Vanzelfsprekend was dit weer een domper. Toch bleef de sport hem lief. “Sinds die tijd speel ik als hobby. Vroeger verdiende ik aan mijn sport, nu betaal ik contributie”, zegt hij lachend. “Ik houd niet van hokjes en ik wil niet alleen met mensen met een beperking omgaan. Als enige rolstoeler speel ik daarom competitie-tafeltennis tussen valide sporters in het team van de Leeuwarder tafeltennisvereniging Ready.”

Lezingen en clinics
Drie dagen per week werkt hij bij een discriminatiemeldpunt. En nog is dat niet voldoende voor hem. “Vijf jaar lang heb ik aan topsport gedaan en heb ik veel kunnen reizen. Ik mis dat. Ik houd niet van stilzitten. Dan word ik ongelukkig. Er moet meer gebeuren in mijn leven dan drie dagen werken en tafeltennissen. Ik wil verschillende dingen doen. Daarom is het fijn dat ik lezingen en clinics kan geven aan hogescholen. Meestal met als thema ‘positiviteit en sport’. Doorzetten is altijd een belangrijk onderdeel van mijn praatje – iets wat ik ook aan studenten kan meegeven als hun studie niet zo goed verloopt.”

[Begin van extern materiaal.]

PR #3015, opened 2022-10-15
callable procedures

sachinraja:
## 🎯 Changes

Just an idea I had so you can do this:
```ts
const postById = t.procedure
  .input(z.object({ id: z.number() }))
  .query(({ input }) => {
    return posts.find((post) => post.id === input.id);
  });

postById({ id: 1 }, await createContextInner({}));
```

This could also help with what we've been talking about for RSC.

Don't worry about tests failing. I can fix that if we want to move forward with this.

## ✅ Checklist

### DIFF
--- a/packages/server/src/core/internals/procedureBuilder.ts
+++ b/packages/server/src/core/internals/procedureBuilder.ts
@@ -1,9 +1,6 @@
-import { TRPCError } from '../../error/TRPCError';
-import { getTRPCErrorFromUnknown } from '../../error/utils';
 import { FlatOverwrite, MaybePromise, Simplify } from '../../types';
 import {
   MiddlewareFunction,
-  MiddlewareResult,
   createInputMiddleware,
   createOutputMiddleware,
 } from '../middleware';
@@ -15,6 +12,7 @@ import {
   AnySubscriptionProcedure,
   Procedure,
   ProcedureParams,
+  callProcedureInner,
 } from '../procedure';
 import { ProcedureType } from '../types';
 import { AnyRootConfig } from './config';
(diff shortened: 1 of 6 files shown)


packages/server/src/core/internals/procedureBuilder.ts
```diff
@@ -295,83 +293,25 @@ export interface ProcedureCallOptions {
...
+    type = 'subscription';
+  }
 
-    // there's always at least one "next" since we wrap this.resolver in a middleware
-    const result = await callRecursive();
+  const procedure = ((input: any, ctx: any) => {
+    return callProcedureInner(procedure, {
+      ctx,
+      rawInput: input,
+      path: '',
```
sachinraja, line 308: I just passed an empty string here for the `path` and exposed a new `procedure` argument for middleware. This way if you want to check if a certain procedure is being called you can do this:
```ts
const publicRouter = t.router({
 /* ... */
})
t.middleware(({ procedure }) => {
  if (procedure in Object.values(publicRouter._def.procedures)) {
    // procedure is public
  }
})
```

KATT (commented):
Great that you're exploring this!! Let's figure out if importing the full router in RSC is even a problem first or if having procedures or routers will feel the best when using RSC.

When the `createCaller` isn't used anymore, the context feels a bit unnatural.

Maybe a `{ input: x; ctx: y}`- struct would feel better? Or to inverse the calls so context is first (as it'll likely be curried by something)?

sachinraja:
> Let's figure out if importing the full router in RSC is even a problem first or if having procedures or routers will feel the best when using RSC.

Agreed, but should be noted people might prefer this method outside of RSC too.

> Maybe a { input: x; ctx: y}- struct would feel better? Or to inverse the calls so context is first (as it'll likely be curried by something)?

I thought about this but it's sort of working around the proxy API. If we wanted to do that we could also do something like this:
```ts
const callProcedure = getProcedureCaller(/* context */{ session: /* next auth */ })

callProcedure(trpc.post.byId, /* input */ { id: 0 })
```
You noted a similar thing here: https://twitter.com/alexdotjs/status/1581933764011515905?s=20&t=OrNETJQawpPsEPmjmK-9ww

juliusmarminge:
> > Let's figure out if importing the full router in RSC is even a problem first or if having procedures or routers will feel the best when using RSC.
> 
> 
> 
> Agreed, but should be noted people might prefer this method outside of RSC too.
> 
> 
> 
> > Maybe a { input: x; ctx: y}- struct would feel better? Or to inverse the calls so context is first (as it'll likely be curried by something)?
> 
> 
> 
> I thought about this but it's sort of working around the proxy API. If we wanted to do that we could also do something like this:
> 
> ```ts
> 
> const callProcedure = getProcedureCaller(/* context */{ session: /* next auth */ })
> 
> 
> 
> callProcedure(trpc.post.byId, /* input */ { id: 0 })
> 
> ```
> 
> You noted a similar thing here: https://twitter.com/alexdotjs/status/1581933764011515905

I don't love this, prefer the initial proposal.

Might just be me who prefers a single import (trpc) than two (getProcedureCaller, trpc) though 🤷‍♂️

KATT:
Closing as I'm cleaning up PRs.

“Natuurlijk wil de groep altijd weten, wat ik heb meegemaakt. Het hangt een beetje van de mensen en de sfeer af, hoe diep ik op mijn verleden in ga. Meestal voel ik al snel aan, welke lijn ik kan volgen. Om de toehoorders los te krijgen, nodig ik soms iemand uit voor een potje tafeltennis tijdens de lezing. Ook mag men mij altijd alles vragen. Zo wilde een studente weten hoe mijn vriendin het vindt, dat ik in een rolstoel zit. Eerlijk gezegd wist ik dat zelf niet eens. Dus stelde ik voor om mijn vriendin direct maar even te bellen. De telefoon zette ik op ‘speaker’ zodat de zaal kon meeluisteren.” Lachend: “Op die manier houd je de aandacht wel vast”.

Met open armen
Hoe hij de toekomst ziet? “Ik hoop volgend jaar voor het eerst terug te gaan voor een bezoek aan mijn land. Somalië is nu in rustiger vaarwater gekomen. De oorlog is voorbij. Het regime waarvoor mijn vader moest vluchten, is weg. De burgemeester van Mogadishu is een persoonlijke vriend van mij. Ik ben daar inmiddels bij iedereen bekend als eerste Somalische topsporter in een rolstoel. Vermoedelijk zal ik met open armen worden ontvangen. Wie weet kan ik daar nog iets voor de gehandicaptensport betekenen.”

Een positieve houding en optimisme, daar draait zijn leven om. “Ik kijk altijd vooruit, ook in deze situatie. Wat gebeurd is, daar kan ik niets meer aan veranderen. Het heeft geen zin om in het verleden te blijven hangen. Door de sport ben ik een blij mens gebleven.” Bij het afscheid wijst hij op enkele herinneringsfoto’s uit zijn sportcarrière. En zijn bekers en medailles? Die staan in de opslag, vertelt hij nuchter. “Ach, zo’n prijzenkast in de kamer… je raakt erop uitgekeken. Soms moet de bezem er ‘es even door.”